I'm sorry. It dosen't fly unless you have tons of back story to explain how the Russians displaced the spiritual heirs of Bugsy Siegel and Meyer Lansky. (Portrayed as Moe Greene and Hyman Roth in Godfather and Godfather II.)


----------



## Croat32 (Dec 18, 2010)

garza said:


> I'm sorry. It dosen't fly unless you have tons of back story to explain how the Russians displaced the spiritual heirs of Bugsy Siegel and Meyer Lansky. (Portrayed as Moe Greene and Hyman Roth in Godfather and Godfather II.)


 
Please explain.  I mean I know all about the mafia, and Bugsy Siegel and his crew, but  what does this have to do with my story?  Las Vegas is a big city, many drug operations take place, plus Siegel was killed in 1947, almost 40 years prior to my story taking place.  And this is (roughly) 100% fiction.  Not to forget that Lansky himself was born in the Russian Empire.


----------



## garza (Dec 18, 2010)

Well, so be it, but you are writing in an area in which I have done considerable research over the past 50 years, research that has continued to this day. So far as I know, the old gang, headed by people connected with families in Chicago and New Orleans, ran Las Vegas right through the '70s and '80s. I'm thinking of people like Antonio Spilotro, very much a 'spiritual descendant' of Siegel and Lansky. They even elected a mayor, but I would have to go back to my notes to find his name.


----------



## Croat32 (Dec 18, 2010)

garza said:


> Well, so be it, but you are writing in an area in which I have done considerable research over the past 50 years, research that has continued to this day. So far as I know, the old gang, headed by people connected with families in Chicago and New Orleans, ran Las Vegas right through the '70s and '80s. I'm thinking of people like Antonio Spilotro, very much a 'spiritual descendant' of Siegel and Lansky. They even elected a mayor, but I would have to go back to my notes to find his name.


 
Once again, this story is totally fiction.  You could be saying the exact same thing about the GodFather, which I think we can all agree is one of the best films ever produced.


----------



## garza (Dec 18, 2010)

Nothing in 'The Godfather' deviated from the basic history of the era. All of the principle characters in the book and movie are based on real people. Frank Sinatra threatened to sue because the Johnny Fontaine character was clearly based on him. You say you know all about the mafia.

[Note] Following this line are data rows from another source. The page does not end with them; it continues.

PR #801, opened 2015-10-07
1. Refactor setup steps

donato:
The primary goal of this is to remove model.setItem from setup-steps.js
This will make it easier to remove setItem from the model and move it into the controller.

This change means that you are no longer guaranteed to have a playlistItem when setting up the view,
so there is much more safety around setup methods in the view.

### DIFF
--- a/src/js/controller/model.js
+++ b/src/js/controller/model.js
@@ -23,9 +23,10 @@ define([
 
         this.mediaController = _.extend({}, Events);
         this.mediaModel = new MediaModel();
-        this.set('mediaModel', this.mediaModel);
 
         QOE.model(this);
+
+        this.set('mediaModel', this.mediaModel);
 
         this.setup = function(config) {
             if (config.cookies) {
@@ -34,6 +35,8 @@ define([
             }
 
             _.extend(this.attributes, config, _cookies, {
+                // always start on first playlist item
+                item : 0,
                 // Initial state, upon setup
                 state: states.IDLE,
                 // Initially we don't assume Flash is needed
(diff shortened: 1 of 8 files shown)


src/js/view/title.js
```diff
@@ -25,7 +25,9 @@ define([
             this.description = arr[1];
 
             this.model.on('change:playlistItem', this.playlistItem, this);
-            this.playlistItem(this.model, this.model.get('playlistItem'));
```
robwalch: We should add a helper function for these like:

```
this.model.watch('playlistItem', this.playlistItem, this);
```

src/js/controller/model.js
```diff
@@ -161,20 +164,23 @@ define([
...
                 }
             }
 
             _currentProvider = new Provider(_this.get('id'), _this.getConfiguration());
 
+            var container = this.get('mediaContainer');
             if (container) {
                 _currentProvider.setContainer(container);
+            } else {
+                this.once('change:mediaContainer', function(model, container) {
```
robwalch: These `once` listeners are dangerous. This one needs to be cleared when _currentProvider changes, incase that happens before the event is fired.

src/js/view/title.js
donato: agreed! I wonder if there is an industry standard for this already?

src/js/view/preview.js
```diff
@@ -4,15 +4,16 @@ define([
...
-
-        this.model.on('change:playlistItem', this.loadImage, this);
     };
 
     _.extend(Preview.prototype, {
         setup: function(element) {
             this.el = element;
 
-            this.loadImage(this.model, this.model.get('playlistItem'));
+            this.model.on('change:playlistItem', this.loadImage, this);
```
robwalch: Do we insure that setup is only called once? It might be useful to have a shortcut for `off(event, fn, context).on('event, fn, context)` to avoid duplicate listeners. Maybe that could be part of the `watch` helper I suggested below:

src/js/controller/model.js
donato: Good catch, thanks

src/js/view/title.js
donato: Chatting here ; https://gitter.im/marionettejs/backbone.marionette

donato:
@robwalch - I addressed your feedback about the once call and binding events in the constructor instead of the setup

PR #802, opened 2015-10-07
JW7-1559 Make preload bubble down to source level

pajong:


pajong:
https://jwplayer.atlassian.net/browse/JW7-838, in the description: 1. Add a player level config option, which bubbles down to the individual source level

PR #804, opened 2015-10-07
3. Remove setPlaylist from the model

donato:
Please review/merge other two PR's first, as it will simplify this one


donato:
Need to fix the unit tests.

PR #806, opened 2015-10-07
JW7-1258 Display the display icon when paused on mobile

pajong:


src/css/flags/touch.less
```diff
@@ -21,5 +21,8 @@
     .jw-display-icon-container {
         pointer-events: none;
     }
-}
 
+    &.jwplayer&.jw-state-paused .jw-display-icon-container {
```
donato: Why the ampersands?

pajong: because we want to select .jwplayer.jwflag-touch.jw-state-paused.
ampersands refers to parent selectors.

donato: Understood!

I was hinting that it's more complex than it probably ought to be.

If for some reason it needs to be that "specific" then the alternative is making the rule you are overwriting less "specific" instead.

donato: Another little trick that will help us in the long run is to keep track of "why" things are so specific. For example see this -> https://github.com/jwplayer/jwplayer/blob/master/src/css/flags/audioplayer.less#L33

PR #809, opened 2015-10-09
JW7-1258 JW7-1259 Make touchHandler to resume play on paused

pajong:


donato:
This story is changing what a tap on mobile does. In the past it toggled visibility of the controls over the player. Now, it shouldn't toggle controls, it should start playback when the player is paused. The toggling only occurs when paused. 

Look at the rest of the _touchHandler and fix it up.

PR #1694, opened 2017-01-09
Trigger firstFrame before dom manipulation

johnBartos:
Get a more accurate time to first frame by triggering before DOM manipulation.

### DIFF
--- a/src/js/providers/html5.js
+++ b/src/js/providers/html5.js
@@ -337,13 +337,15 @@ define([
 
         function _playingHandler() {
             _this.setState(states.PLAYING);
+            // For accuracy, trigger firstFrame before manipulating the DOM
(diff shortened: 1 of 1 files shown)


src/js/providers/html5.js
```diff
@@ -337,13 +337,15 @@ define([
 
         function _playingHandler() {
             _this.setState(states.PLAYING);
+            // For accuracy, trigger firstFrame before manipulating the DOM
+            _this.trigger(events.JWPLAYER_PROVIDER_FIRST_FRAME, {});
+
```
robwalch: I don't think we're loosing more than a millisecond adding attributes to the video tag. We try to trigger player events at the end of function (after any mutation) to avoid any errors caused by event handler changes.

johnBartos: Fair enough, it's very quick. Closing this out.

PR #1698, opened 2017-01-09
Fix dark icon colors for five/vapor under time slider above flag

madikarizma:
Also, fix bug preventing inset control bar overrides under time slider above flag

JW7-3805

### DIFF
--- a/src/css/skins/five.less
+++ b/src/css/skins/five.less
@@ -22,8 +22,6 @@
 
     @option-active-bg-color: rgba(255, 255, 255, 0.6);
 
-
-
     @rail-height: .2em;
     @thumb-size: 1em;
     @cue-height: .4em;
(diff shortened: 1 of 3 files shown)


src/css/skins/five.less
```diff
@@ -133,4 +131,24 @@
         border-radius: @five-border-radius;
     }
 
+    // override control bar element colors that don't look good in time slider above mode
+    &.jw-flag-time-slider-above,
+    &.jw-breakpoint-0,
+    &.jw-breakpoint-1 {
+      .jw-controlbar {
+        .jw-text {
```
egreaves: Couldn't we just set the `@inactive-color` and `@hover-color` vars for `.jw-flag-time-slider-above` etc for both skins?

madikarizma: @egreaves The goal here was to only override those colors for control bar elements and when in time slider above flag/small player size. We don't want to override the colors anywhere else. However, there is a cleaner way I could do this.. thinking about it.

robwalch: What's wrong with custom styling in a skin file?

egreaves: @robwalch nothing's wrong with it. I was asking if we could update the color var, which should have been a comment, not a review, but after talking with @madikarizma I understand why what I was thinking isn't possible. I'm ok with merging this.

PR #1702, opened 2017-01-10
Fix display icon alignment inconsistency

madikarizma:
* Buffering state would cause a small jump up in location of display icon
* Buffering icon not centered on player viewport when under user inactive flag because padding of element was not consistent with other states

JW7-3742


madikarizma:
@jw-kaurand Good catch. Last commit should have fixed it.

PR #1720, opened 2017-01-17
Truncate ad text in control bar

egreaves:

Ensure ad text doesn't break the control bar by pushing buttons on the right up. This truncates the text with an ellipses and keeps the control bar's height fixed.
Fixes #
JW7-3829

### DIFF
--- a/src/css/flags/ads.less
+++ b/src/css/flags/ads.less
@@ -47,18 +47,6 @@
 
         .jw-text-alt {
             display: inline-block;
-            height: @controlbar-height;
-            line-height: @controlbar-height;
-            margin: auto -0.5em;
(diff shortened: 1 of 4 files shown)


robwalch:
You haven't handled "Live" controlbar.

Can the same be acheived without changing the positioning of the center groups? That's a very major layout change.

robwalch:
@madikarizma can you take a look at this? Evol's changes look a bit drastic for keeping the controlbar groups (center + right) on a single line.

egreaves:
@robwalch I see the "Live" issue. Without changing the center group positioning, lengthy text would either push the right group outside the player or up above the center group. I'll work with @madikarizma to improve the solution.

PR #1733, opened 2017-01-18
Add audio mode check to prevent undefined

madikarizma:
Audio mode flag would be applied despite value being undefined, which is because _model.get('audioMode') hasn't been set prior to calling _setTimesliderFlags to determine player flags. Added call to check audio mode and give it boolean value.

Bug created by result of 'undefined' value:
screen shot 2017-01-18 at 5 54 06 pm


egreaves:
This PR addresses the audio flag not being set correctly: https://github.com/jwplayer/jwplayer/pull/1732

PR #1736, opened 2017-01-19
Fix control bar showing during playback despite user inactive

madikarizma:
Inset control bars do not hide during playback/buffering when user inactive flag takes over.

@robwalch @egreaves This may be the one scenario where there's no choice but to have a big selector, as the following is pretty specific and overrides the flags for inset control bar skins:

&:not(.jw-flag-time-slider-above):not(.jw-flag-audio-player):not(.jw-flag-small-player)

JW7-3860

### DIFF
--- a/src/css/imports/controlbar.less
+++ b/src/css/imports/controlbar.less
@@ -2,7 +2,7 @@
 @import "vars";
 
 .jw-controlbar {
-  display: table;
+  display: inline-block; // for correct display in IE browsers
   position: absolute;
   bottom: 0;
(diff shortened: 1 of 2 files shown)


robwalch:
The reason inset control bars show is because of the inset display setting:
```css
display: inline-block; // for correct display in IE browsers
```

Can we just make that the default and remove it from here?

madikarizma:
@robwalch Appears to hold up with this approach. It's possible IE might not like it, but we'll see in testing. Other browsers are ok.

PR #1744, opened 2017-01-20
Prevent the display icon from being tappable in IMA ads on mobile

jw-kaurand:
Prevent the display icon from being tappable in IMA ads on mobile so that we do not receive two taps on the UI, which is interpretted as a quick pause and unpause action.

JW7-3888

### DIFF
--- a/src/css/flags/ads.less
+++ b/src/css/flags/ads.less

If so you know that the caporegimes Tessio and Clemensa in the book were based on real people who were ordered killed by the heads of their own families, just as Tessio and Clemensa were ordered killed by Michael. Frank Pentangeli is another caporegime in the Corleone Family and is a composite of about three people who later divulged many of the secrets of the mafia, especially of the Five Families of New York and New Jersey. Mario Puzo did not invent any foreign culture, but built his entire fictionalised version on reality. He rewrote specific events for dramatic effect, but he did not create a new world. He used the one that was there. 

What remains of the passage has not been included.